Se lo comenté a Nicolás una tarde sin darle demasiada importancia, en uno de esos ratos de calma que nos tomamos entre una cosa y la siguiente.
—¿Te gustaría vivirlo? —preguntó, con esa calma suya que siempre me descoloca.
—No sé. Suena morboso. Excitante, pero morboso —admití.
No lo pedí directamente. Con Nicolás nunca he necesitado hacerlo. Él tiene una forma de convertir las insinuaciones vagas en experiencias concretas, y generalmente lo hace mejor de lo que yo hubiera imaginado. Así que dejé el tema ahí.
Tres semanas después me dijo que reservara el sábado. Sin detalles, sin anticipos. Solo esa mirada suya de cuando ya tiene todo planeado.
***
Me preparé toda la tarde con calma. Peluquería, depilación, un rato largo frente al espejo dedicado a los pequeños rituales que marcan la diferencia cuando alguien va a verte de cerca. No sé si lo hacía por él o por mí. Probablemente las dos cosas en la misma medida.
Pasó a buscarme a las ocho de la noche. Condujo en silencio durante casi media hora hasta llegar a su edificio en el centro de la ciudad. Subimos al piso doce sin hablar demasiado. Yo había estado en ese departamento decenas de veces y no había nada en ese sábado que anticipara lo que me esperaba adentro.

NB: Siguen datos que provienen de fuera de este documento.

PR #6128, opened 2026-04-06
MONGOID-5867 Merge touch updates into embedded document insert

evanqi:
## Summary

When inserting an embedded document with a touchable parent (the default for `embedded_in`), Mongoid issues two separate `update_one` calls:

1. `$push` — inserts the embedded document (`insert_as_embedded`)
2. `$set` — updates `updated_at` on the parent chain (`after_save` touch callback)

This commit merges both into a single `update_one`, eliminating the redundant round-trip.

- `insert_as_embedded` gathers touch updates via `_gather_touch_updates` and merges the `$set` into the same operation as the `$push`
- The `after_save` touch callback checks a `Threaded` flag and skips the now-redundant persistence, while still running `:touch` callbacks and cleaning up dirty tracking
- The `Threaded` flag follows the existing `begin_autosave`/`exit_autosave`/`autosaved?` pattern

## Relationship to positionally()

[Jamis noted in MONGOID-5867](https://jira.mongodb.org/browse/MONGOID-5867?focusedId=8027497#comment-8027497) that consolidating the parent touch with the insert is tricky because of the `positionally` utility method, which replaces explicit array indexes with the `$` positional update operator.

El departamento estaba a oscuras. Solo el dormitorio tenía luz: una penumbra suave que entraba desde la ventana entreabierta y caía sobre la cama con la sábana perfectamente estirada. Sobre ella había un conjunto de látex negro extendido con cuidado: un sostén con broche frontal que permitía liberar los pechos sin quitárselo, una tanga de tiras con cobertura mínima que dejaba la entrepierna completamente accesible, y unos zapatos de tacón de aguja. Todo exactamente en mi talla.
Lo miré. Me miró.
—Póntelo —dijo.
Me cambié despacio. El látex frío tardó unos segundos en tomar la temperatura de mi piel. Cuando me giré hacia él, ya se había quitado la ropa y me observaba desde el centro de la habitación, quieto, solo en ropa interior.
—¿Confías en mí? —preguntó en voz baja.
—Siempre —respondí. Y era la verdad absoluta.
***
Se acercó con calma. De una bolsa de cuero sacó cuatro pulseras gruesas con argollas de metal y me las colocó una a una en las muñecas y los tobillos. Después ató mis muñecas juntas detrás de mi espalda con una cuerda corta. Me recogió el pelo en una cola. Finalmente vino el antifaz, oscuro y bien ajustado, que bloqueó cualquier rastro de luz.
—Quédate quieta —susurró.
Me acomodó boca arriba sobre la cama. Sentí cómo ataba mi muñeca derecha a mi tobillo derecho, y después el lado izquierdo al izquierdo, dejándome con las rodillas semiflexionadas y los brazos completamente inmovilizados. Era una posición extraña pero no incómoda. Habíamos jugado así otras veces, aunque nunca con esta planificación tan cuidadosa.
Entonces comenzó la tortura.
Una caricia lenta, apenas la punta de los dedos, desde mi mejilla hasta el cuello y luego al escote. Solo eso bastó para que se me erizara la piel de la cabeza a los pies. Soltó el broche del sostén y liberó un pecho. Lo masajeó con esa presión exacta que él sabe que me vuelve loca, apretando el pezón con suavidad hasta que solté un suspiro que no pude contener. Intenté alcanzarlo con las manos. No pude. Eso lo hacía todo mucho más intenso.
De fondo sonaba algo lento, música soul apenas audible que llenaba el silencio de la habitación sin romperlo.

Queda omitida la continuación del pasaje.